Crosby, Stills, Nash & Young, Cream, Blind Faith, the Traveling Wilburys, Velvet Revolver, Down, Temple of the Dog — all supergroups.
In harmony with supergroup criteria that requires members of the group to have experienced stardom with their previous bands, The Psycho Sisters qualify as a super duo.
The Psycho Sisters are New Orleans resident Susan Cowsill (the Cowsills, the Continental Drifters and a solo career) and former New Orleans resident Vicki Peterson (the Bangles, the Go-Go’s and the Continental Drifters).
Peterson is married to Cowsill’s older brother, John, who’s also a member of 1960s and beyond pop vocal group The Cowsills. This makes the Psycho Sisters real-life sisters-in-law.
Peterson and Cowsill first performed as a duo in 1991. These many years later they’ve released their album debut, “Up on the Chair, Beatrice.” Album release shows are set for Baton Rouge Thursday, Sept. 4, at the Red Dragon Listening Room, and New Orleans Friday, Sept. 12, at Chickie Wah Wah.
As The Psycho Sisters, Peterson and Cowsill’s voices blend naturally together in the 10 “Beatrice” songs, most of which are Peterson and Cowsill compositions.
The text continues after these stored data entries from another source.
PR #142, opened 2017-06-01
combine checkpoint label with osr instruction

o-:
Checkpoint labels are a bit of a hassle when it comes to transformations.
They have to be threated differently from the other labels. For example
they have to be preserved even if there is no goto/branch using them.

Also if we want to enforce some structure on the cfg in the future they
will present an exception again.

Therefore I combined them into the osr instruction.

### DIFF
--- a/parser.messages
+++ b/parser.messages
@@ -1,6 +1,6 @@
 program: BRANCH NIL IDENTIFIER TRIPLE_DOT 
 ##
-## Ends in an error in state: 121.
+## Ends in an error in state: 126.
 ##
 ## instruction -> BRANCH expression label . label [ NEWLINE ]
 ##
@@ -15,7 +15,7 @@ instruction
 
 program: BRANCH NIL TRIPLE_DOT 
 ##
-## Ends in an error in state: 120.
+## Ends in an error in state: 125.
 ##
 ## instruction -> BRANCH expression . label label [ NEWLINE ]
 ##
@@ -29,7 +29,7 @@ example "foo", is now expected to construct a branch instruction
 
 program: BRANCH TRIPLE_DOT 
 ##
-## Ends in an error in state: 119.
+## Ends in an error in state: 124.
 ##
 ## instruction -> BRANCH . expression label label [ NEWLINE ]
 ##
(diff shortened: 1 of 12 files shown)


parser.messages
```diff
@@ -57,9 +57,10 @@ example "(x + 1)", is now expected to construct a variable declaration
 
 program: VAR IDENTIFIER TRIPLE_DOT 
 ##
-## Ends in an error in state: 99.
+## Ends in an error in state: 31.
 ##
-## instruction -> VAR variable . EQUAL expression [ NEWLINE ]
+## var_def -> VAR variable . EQUAL expression [ RBRACKET NEWLINE COMMA ]
+## var_def -> VAR variable . [ RBRACKET NEWLINE COMMA ]
```
mhyee, line 63: Shouldn't the error message be updated for the new production rule that was added?

parser.messages
```diff
@@ -71,9 +72,10 @@ Parsing an instruction, we parsed "var <var>" so far; the equal sign
 
 program: VAR TRIPLE_DOT 
 ##
-## Ends in an error in state: 98.
+## Ends in an error in state: 30.
 ##
-## instruction -> VAR . variable EQUAL expression [ NEWLINE ]
+## var_def -> VAR . variable EQUAL expression [ RBRACKET NEWLINE COMMA ]
+## var_def -> VAR . variable [ RBRACKET NEWLINE COMMA ]
```
mhyee, line 78: Same; another production rule was added here.

parser.messages
```diff
@@ -348,6 +350,7 @@ program: PRINT LPAREN TRIPLE_DOT
 ## Ends in an error in state: 36.
 ##
 ## expression -> LPAREN . simple_expression infixop simple_expression RPAREN [ RPAREN RBRACKET NEWLINE LPAREN IDENTIFIER COMMA ]
+## expression -> LPAREN . prefixop simple_expression RPAREN [ RPAREN RBRACKET NEWLINE LPAREN IDENTIFIER COMMA ]
```
mhyee, line 353: The error message needs to be updated for this rule.

mhyee (commented):
I just remembered that the semantics file is also slightly behind; `osr` now takes a list of expressions instead of a single expression.

PR #144, opened 2017-06-02
Graph discipline2

o-:
This change enforces a more rigorous graph discipline. There is a distinction
between merge labels and branch labels. Merge labels can have an arbitrary
number of incomming 'gotos'. Branch labels can have exactly one incomming
source from a branch instruction.

To make checking the graph a local property branch labels must begin with '$'.

The graph discipline is strictly enforced in the check module.

In theory merge labels would not have a problem with fallthrough controlflow.
But to make the structure uniform fallthrough is forbidden too.

The change simplifies reasoning about instruction movements as can be seen
in the hoist_drop pass.

depends on #142  and obsoletes #138

### DIFF
--- a/Makefile
+++ b/Makefile
@@ -1,4 +1,4 @@
-OCAMLBUILD=ocamlbuild
+OCAMLBUILD=ocamlbuild -cflag -g
 
 # use the ocamlfind library manager
 OCAMLBUILD+= -use-ocamlfind
--- a/check.ml
+++ b/check.ml
@@ -17,7 +17,12 @@ exception FunctionDoesNotExist of identifier
 exception VersionDoesNotExist of identifier * label
 exception InvalidNumArgs of pc
 exception InvalidArgument of pc * argument
+exception BranchLabelReused of pc
+exception DuplicateLabel of label
 exception MissingReturn
+
+exception FallthroughLabel of pc
+exception EntryPointIsLabel
 
 module IdentifierSet = Set.Make(Identifier)
 
@@ -66,6 +71,7 @@ let well_formed prog =
       then raise (InvalidNumArgs pc)
     in
 
+    let preds = Analysis.predecessors instrs in
     let check_fun_ref instr =
       let rec check_value = function
         | Nil | Bool _ | Int _ | Array _ -> ()
@@ -90,15 +96,15 @@ let well_formed prog =
       | Decl_var (_, e)
       | Decl_array (_, Length e)
       | Assign (_, e)
-      | Branch (e, _, _)
       | Print e
       | Assert e
       | Stop e
       | Return e
+      | Branch (e, _, _)
         -> check_expr e
       | Decl_array (_, List es) -> List.iter check_expr es
       | Drop _ | Read _
-      | Label _ | Goto _ | Comment _ -> ()
+      | Goto _ | Label _ | Comment _ -> ()
       | Array_assign (_, i, e) ->
         check_expr i;
         check_expr e;
@@ -106,6 +112,8 @@ let well_formed prog =
         List.iter check_expr cond;
         List.iter check_osr map
     in
+
+    let seen = ref [] in
 
     (* Check correctness of calls and osrs *)
     let check_instr pc instr =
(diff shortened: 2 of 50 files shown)


Makefile
```diff
@@ -1,4 +1,4 @@
-OCAMLBUILD=ocamlbuild
+OCAMLBUILD=ocamlbuild -cflag -g
```
gasche, line 1: this should not be necessary because the `true: debug` line in `_tags` should have the same effect. Why did you feel the need for it?

gasche:
I like the idea.

In terms of the implementation I wonder if it would not be nicer to separate the two `label` instructions, because we could have

```ocaml
type merge_label = ML of raw_label
type branch_label = BL of raw_label

type instr =
| ...
| Merge_label of merge_label
| Branch_label of branch_label
| Goto of merge_label
| Branch of expr * branch_label * branch_label
| Osr of { label : merge_label; ... }
| ...
```

and you would end up with substantially less `label -> label_type` conversion noise.

(Of course we could consider merging what you have now, and making that transformation afterwards.)

Makefile
o-: ups, that was not meant to be in there. I still wonder if ocamldebug is really hideous or if I don't know how to use it.

o-:
> In terms of the implementation I wonder if it would not be nicer to separate the two label instructions, because we could have

I initially wanted to go this way. The reason I went with this version was that I wanted to keep the 1:1 mapping between our source language instruction and instruction type.

Update: also there are a number of places where you do not care about the kind of label and there it would introduce a lot of noise. I suspect you would need to extend about 20 pattern matches that currently just match `| Label _`.

Basically either one is fine. If you find two instructions much better I can also still change it.

gasche:
I propose to merge this now, and consider the change as a later PR, so that the diff gets evaluated on its own effect instead of mixing the current restructuring and the change-of-representation diffs.

Makefile
mhyee: Reminder: this PR got merged before the debug flags were removed.

check.ml
```diff
@@ -127,6 +135,30 @@ let well_formed prog =
...
+        let _ = Instr.resolve instrs (MergeLabel l) in
+        check_fun_ref instr
+      | Branch (e, l1, l2) ->
+        let t1 = Instr.resolve instrs (BranchLabel l1) in
+        if (preds.(t1) <> [pc]) then raise (BranchLabelReused t1);
+        let t2 = Instr.resolve instrs (BranchLabel l2) in
+        if (preds.(t2) <> [pc]) then raise (BranchLabelReused t2);
+        if (t1 = t2) then raise (BranchLabelReused t1);
+        check_fun_ref instr
+      | Label (MergeLabel l| BranchLabel l) ->
```
mhyee, line 148: Nitpick: missing space after `MergeLabel l`.

check.ml
```diff
@@ -127,6 +135,30 @@ let well_formed prog =
...
+        if List.mem l !seen then raise (DuplicateLabel l);
+        seen := l :: !seen;
+        (* Entry point cannot be a label because if it where a branch
```
mhyee, line 151: Typo: where -> were

check.ml
```diff
@@ -127,6 +135,30 @@ let well_formed prog =
...
+         * target it would have two incomming control flows. *)
```
mhyee, line 152: Typo: incomming -> incoming

disasm.ml
```diff
@@ -58,8 +58,9 @@ let disassemble_instrs buf ?(format_pc = no_line_number) (prog : instructions) =
     | Drop var                        -> pr buf " drop %s" var
     | Assign (var, exp)               -> pr buf " %s <- %a" var dump_expr exp
     | Array_assign (var, index, exp)  -> pr buf " %s[%a] <- %a" var dump_expr index dump_expr exp
-    | Branch (exp, l1, l2)            -> pr buf " branch %a %s %s" dump_expr exp l1 l2
-    | Label label                     -> pr buf "%s:" label
+    | Branch (exp, l1, l2)            -> pr buf " branch %a $%s $%s" dump_expr exp l1 l2
+    | Label (MergeLabel label)        -> pr buf "%s:" label
+    | Label (BranchLabel label)        -> pr buf "$%s:" label
```
mhyee, line 63: Nitpick: extra space screws up the alignment.

instr.ml
```diff
@@ -55,13 +55,16 @@ and instruction =
...
   | Branch of expression * label * label
-  | Label of label
+  | Label of label_type
   | Goto of label
   | Print of expression
   | Assert of expression
   | Stop of expression
   | Osr of {label : label; cond : expression list; target : label position; map : osr_def list; }
   | Comment of string
+and label_type =
```
mhyee: These should probably be `Merge_label` and `Branch_label`.

mhyee (commented):
I'll open a new issue so we can discuss splitting the label instruction.

(As a side note, I find

```
goto loop_body
$loop:
goto loop_body
loop_body:
```
a lot messier, which is a shame. But we've gone through enough pain from reusing labels.)

PR #145, opened 2017-06-02
Autofix

o-:
on top of #144 a preprocessing pass to automatically fix the graph. Removes fallthrough and makes branch targets unique.

### DIFF
--- a/transform_fix.ml
+++ b/transform_fix.ml
@@ -4,8 +4,8 @@ open Types
 
 let remove_falltrough ({instrs} as inp : analysis_input) =
   let normalize pc =
-    let fresh_label label tag = (Edit.fresh_label instrs label) ^ "_" ^ tag in
-    let has_fallthrough label pc =
+    let fresh_label label tag = (Edit.fresh_label instrs (label ^ "_" ^ tag)) in
+    let has_fallthrough pc =
       match instrs.(pc-1) with
       | Decl_var _ | Decl_array _
       | Assign _ | Array_assign _
@@ -15,13 +15,15 @@ let remove_falltrough ({instrs} as inp : analysis_input) =
     in
     match[@warning "-4"] instrs.(pc) with
     | Label (MergeLabel l) ->
-        if has_fallthrough l pc
+        if has_fallthrough pc
         then InsertBeforeLabel [ Goto l ]
         else Unchanged
     | Label (BranchLabel l) ->
         let l' = fresh_label l (string_of_int pc) in
-        if has_fallthrough l pc
-        then ReplaceLabel [ Goto l'; Label (BranchLabel l); Goto l'; Label (MergeLabel l') ]
+        if has_fallthrough pc
+        then ReplaceLabel [ Goto l';
+                            Label (BranchLabel l); Goto l';
+                            Label (MergeLabel l') ]
         else Unchanged
     | _ -> Unchanged
   in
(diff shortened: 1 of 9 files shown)


transform_utils.ml
```diff
@@ -3,22 +3,36 @@ open Types
...
-      | Insert is ->
+      | InsertBefore is ->
+        (* Inserting before a label is undefined. There is no sensible definition of what
+         * position is 'before'. *)
+        assert(not (is_label pc));
+        acc_instr (pc+1) (instrs.(pc) :: List.rev_append is acc) true
+      | ReplaceLabel is ->
+        assert(is_label pc);
+        acc_instr (pc+1) (List.rev_append is acc) true
+      | InsertBeforeLabel is ->
```
mhyee, line 34: Please put a comment saying that this is for inserting `goto`s to fix fallthroughs. Otherwise, it seems odd because a few lines above, a comment warns about the dangers of inserting before a label!

transform_fix.ml
```diff
@@ -0,0 +1,72 @@
+open Instr
+open Transform_utils
+open Types
+
+let remove_falltrough ({instrs} as inp : analysis_input) =
+  let normalize pc =
+    let fresh_label label tag = (Edit.fresh_label instrs label) ^ "_" ^ tag in
+    let has_fallthrough label pc =
```
mhyee: The `label` parameter seems to be unused?

transform_fix.ml
```diff
@@ -0,0 +1,72 @@
...
+        if has_fallthrough l pc
+        then ReplaceLabel [ Goto l'; Label (BranchLabel l); Goto l'; Label (MergeLabel l') ]
+        else Unchanged
+    | _ -> Unchanged
+  in
+  change_instrs normalize inp
+
+let make_branch_targets_unique ({instrs} as inp : analysis_input) =
+  let normalize pc =
+    let incomming_branches label =
```
mhyee: Typo: incomming -> incoming

(And also in other places.)

mhyee (commented):
For now, I think it's nice that we have this feature behind a flag, and that it isn't enabled by default. I don't think we should use this as a crutch, because I worry we'll forget about the invariants.

Also, please add some tests for this. (In the test suite and not examples. I think all our examples should be well-formed.)

o-:
> Also, please add some tests for this.

mhyeah I am not really happy with our testsuite and was reluctant to add even more tests for a feature that is essentially not in our tcb. They are way to brittle and fixing the testsuite has become a huge part of making bigger changes (which is exactly the opposite of their supposed reason d'etre). The problem is that the main testing primitives we use are to coarse grained (ie. they compare a whole function) such that unrelated changes will break all the tests...

But fine I added some now...

o-:
then again, adding the tests did reveal some problems  -- thanks for your insistence :)

transform_fix.ml
```diff
@@ -15,44 +15,54 @@ let remove_falltrough ({instrs} as inp : analysis_input) =
...
     | Branch (e, l1, l2) ->
-        let i1, i2 = incomming_branches l1, incomming_branches l2 in
+        let i1, i2 = incoming_branches l1, incoming_branches l2 in
         begin match i1, i2 with
         | _, [] -> assert(false)
         | [], _ -> assert(false)
         | [pc1], [pc2] ->
             assert(pc1 = pc && pc2 = pc);
-            Unchanged
+            if pc1 <> pc2 then Unchanged else
```
mhyee: Because of the assert, isn't it guaranteed that `pc1` and `pc2` are equal? So either the condition is wrong or the assert should be removed.

o-: good catch

o-: should have been `l1<>l2`. It's fixed now

transform_fix.ml
```diff
@@ -15,44 +15,54 @@ let remove_falltrough ({instrs} as inp : analysis_input) =
...
     | Branch (e, l1, l2) ->
-        let i1, i2 = incomming_branches l1, incomming_branches l2 in
+        let i1, i2 = incoming_branches l1, incoming_branches l2 in
         begin match i1, i2 with
         | _, [] -> assert(false)
         | [], _ -> assert(false)
         | [pc1], [pc2] ->
             assert(pc1 = pc && pc2 = pc);
-            Unchanged
+            if l1 <> l2 then Unchanged else
```
mhyee: Still a bit confused about this, sorry.

If `incoming_branches` returned singleton lists, then `l1` and `l2` have to be different. If `l1` and `l2` are the same, then because of lines 39-40 above, `incoming_branches` would return a list with at least two `pc`s.

o-: Obviously I am the one who is confused :) Of course you are right.

o-: rinse and repeat...

mhyee (approved):
Looks good now!

Of course, my comments have delayed the merge and now you have to resolve merge conflicts...

o-:
mhm, and I have inherited the new bugs

o-:
This is now blocked. #149 needs to land first...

The duo also does a gorgeous remake of The Cowsills’ classic “Heather Says” and a charming take on the Harry Nilsson-penned Monkees song “Cuddly Toy.”
Busy through the years with the Bangles, Cowsills, Go-Go’s and Continental Drifters, Peterson and Cowsill nevertheless never forgot about The Psycho Sisters. Finally, in 2012, they recorded their first album at Dockside Studio near Lafayette.
“The Psycho Sisters existed in our hearts for all these years,” Peterson said from Los Angeles during a joint telephone interview with Cowsill in New Orleans. “We finally found that little window of time where we could physically get together and make the album happen.”
Reaction to “Up on the Chair, Beatrice,” a work distinguished by multi-layered vocals, skillful pop songcraft, bright, Byrds-esque guitars and some rootsy instrumentation has been overwhelmingly positive.
“I was going to send an email to our wonderful publicist,” Peterson said, “asking him, ‘Are you not sending us the bad reviews?’ ”
“Not everybody is going to be a fan, and that’s totally cool and OK, but I haven’t seen one negative thing either,” Cowsill said. “I think the spirit in which the album was made is being received in kind.”
Sixteen months apart in age, Peterson and Cowsill could, chronologically, easily be biological sisters. When they sing together, the two women hear a sibling blend. Cowsill noticed it from the day their voices first intertwined.
“It was clear that whatever that beautiful sibling, harmonious thing is, it was somehow coming out of two non-DNA-aligned bodies,” she said. “Susan kind of looked at me,” Peterson recalled. “She said, ‘You sound like my brother. This is weird.’ ”
“It is a gift, it’s magical,” Cowsill said. “What I hear right next to me when she’s singing, it’s like flying.”
Peterson’s biological sister and Bangles bandmate, Debbi, upon listening to The Psycho Sisters’ album, noted the special blend, too.
“Debbi said, ‘You guys have that sister thing,’ ” Peterson said. “And the genetic vocal blend in The Cowsills, The Andrews Sisters, in all of those family groups, has always been one of my favorite sounds on the planet.”
Cowsill, who performed with her mother and brothers in The Cowsills during her childhood in the 1960s and ’70s, inspired the then-aspiring Peterson to follow her musical dreams.
“My older sister said there was a girl in The Cowsills who was my age,” Peterson said. “I freaked out. ‘Wait a minute. What? She gets to play in a band.’ Because that’s all I wanted to do, already, and there was this little girl my age on ‘The Ed Sullivan Show.’ ”
Of course, Peterson grew up, became a member of the extremely successful Bangles, later joined the Continental Drifters, which featured the girl in The Cowsills, and latter still married that girl’s brother, John. And now Peterson sings in the duo called the Psycho Sisters with the girl she’d envied so much all those years ago.
“There is,” the still rather impish Cowsill noted, “something very much cosmic about this situation.”